In the ten years since my partner and I finished graduate school, neither of us had ever had a permanent job. Yes, we’ve had full-time jobs in careers that we wanted, but they were 1–2 year contracts with specific end dates that we had no control over. In the winter of 2018, my partner and I decided we’d move to Duluth, MN for his chance at a (somewhat) permanent teaching job. We were excited and ready to move. I knew my job search would be challenging, maybe I’d be unemployed for 3–4 months? We’d been in Los Angeles for 6 years and I knew my job would be ending in 2020 anyway.

In April 2019, I started my job search, focusing on scientist/engineering/research jobs in materials science and electrochemistry in Minnesota. In August 2019, I left my job in Los Angeles and we moved. I had already lined up a few leads: alumni association event, giving a talk at a company, sending my resume out to a local university’s physics department, informational interviews and phone calls.

By October 2019, I had not gotten a single interview for any job in Minnesota, out of about 50 applications and a few solid leads. All my leads fell through, people ghosted me and lied to me. All the seeds I had planted dried up. I had to pivot and restart my search on the West Coast. This was a devastating realization and I was basically starting from scratch again, after 6 months of focusing on a specific geographic location. I already had a very difficult time in 2013 (no full time job for 6 months) — and I thought this time around would be easier since I had held the title “engineer” at a prestigious institution. I was now a mid-career job seeker with lots of publications in a very specialized field, not a fresh, malleable PhD. What combination of ageism, sexism, racism was I facing? There’s no way to know and no way to predict how difficult this would truly be, even before a pandemic. I’ll go into specific anecdotes and statistics in future posts — who ghosted me? who lied to me? who gave me ridiculous non-evidence based advice? what companies were interested in me? which of my contacts were helpful? how much does networking matter? how did this effect my mental health?

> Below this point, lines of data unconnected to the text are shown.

PR #1439, opened 2020-07-29
[bugfix] Fix glob pattern to search for both txt and yaml

teojgo:
* Correct also the sanity pattern.

* Use f-strings instead of `%` based string formatting.


teojgo:
@jenkins-cscs retry all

By January 2020, I had a few phone interviews for jobs on the West Coast. By February, March, I had 11 first round interviews (1/2–1 hr phone calls or web meetings). When the shutdown started, many of those contacts told me they would not be able to continue the process and to keep checking in over the next few months. By December 2020, I had 27 interviews (about 10 final round interviews), 2 official offers, 2 unofficial offers, and applied to 400 jobs in 8 geographic locations. To this day, none of those interviews were from companies in Minnesota. I’m still waiting to hear from 2 final round interviews I had in 2020 . . .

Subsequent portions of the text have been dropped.